ETF, stock, and broad market commentary:

Market conditions continue to weaken, as stocks closed in negative territory for the fourth session in a row. With the exception of the NASDAQ Composite, all major averages are trading below the 50-day MA, which is our line in the sand for a bull market. With the NYSE and NASDAQ volume patterns turning bearish and most indices below the 50-day MA, top tier leadership stocks is the only part of the timing model that is holding up. If true leaders such as $LNKD, $KORS, and $TSLA begin to break down, along with other institutional favorites $GILD, $CELG, $GOOG, $AMZN, and $PCLN, then the timing model will be forced into sell mode and we’ll begin to establish short positions.

In yesterday’s report we mentioned the recent money flow into precious metals, and the relative strength in iShares Silver Trust ($SLV) over SPDR Gold Trust ($GLD), due to the strong separation from the 10-week MA and heavier volume in $SLV. With $SLV stalling stalling out the past two sessions, we could potentially see a bull flag type pattern emerge by the end of the week on the daily chart. Rather than buying $SLV, we are going with the 2x leveraged, ProShares Ultra Silver ETF ($AGQ). The daily chart below details the potential setup with our ideal price action over the next few days.


The move off the recent swing low in $AGQ was about six days in length, forming the mast portion of the bull flag pattern. The past two days of stalling action begins the flag, which has yet to flesh itself out and will need a few more days of sideways chop to do so. From what we have seen over the years, the best bull flag patterns tend to have a flag that is equal to or less than the number of days in the mast. For example, if the run up (mast) was seven days in length, the flag should be anywhere from three to seven days in length. If the flag portion takes longer than seven to eight days to go, it could be that the stock/ETF is not ready to go and will need more time to consolidate.
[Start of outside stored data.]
PR #7439, opened 2024-01-22
DEVPROD-777: document missing archive commands

Kimchelly:
DEVPROD-777

### Description
* Document `archive.auto_extract`, `archive.zip_create`, and `archive.zip_extract` commands.
* Remove some random dead/non-working parameters from the newly-documented archive functions. It looks like they were never implemented, so it's not worth keeping them around.

### Testing
Smoke test already tests these commands, and it still passes.

### DIFF
--- a/config.go
+++ b/config.go
@@ -35,8 +35,9 @@ var (
 	// ClientVersion is the commandline version string used to control auto-updating.
 	ClientVersion = "2024-01-18"
 
-	// Agent version to control agent rollover.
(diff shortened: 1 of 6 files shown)


config.go
```diff
@@ -35,8 +35,9 @@ var (
 	// ClientVersion is the commandline version string used to control auto-updating.
```
bynn, line 35: nit: should we add the same format for client version

bynn (approved):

If $AGQ does trigger, we are looking for the price action to fill the large gap down created on April 15 as the target, just below $32.

$SLV target gap fill

The stop is placed just beneath the low of August 15, which is about 14% away, but with a target of $31.70 (34% gain), we still have a solid 2.4 to 1 reward to risk ratio in place. Please note that this is a counter-trend, momentum swing trade, which we sometimes take in commodity based setups, as they have the potential to trend really well after a strong reversal. Because of this, we are reducing our share size to a 35% position. Since this is a fairly quick momentum trade (1-3 weeks), we do not mind using $AGQ over $SLV. However, when momentum fades, the leveraged products tend to under perform the underlying (do not buy and hold $AGQ).

We have tightened up stops on $BWEN and $CCUR, as these are the stocks that tend to take a beating when market conditions weaken. Depending on how our stocks hold up, we may be able to sit through a correction and could be in great shape during the next move up (if conditions stabilize).

With market leadership narrowing, our focus is now on the top 5 or so stocks in the market. $KORS has recently pulled back to the rising 20-day EMA after a base breakout. The current pullback is only 7% off the swing high, while volume during the decline has been below average. The lack of heavy volume selling is a bullish sign, so we are looking to establish a position with 1/3 our max risk over Monday’s high. The stop is below Monday’s low, as the price should not return back below this level once triggered.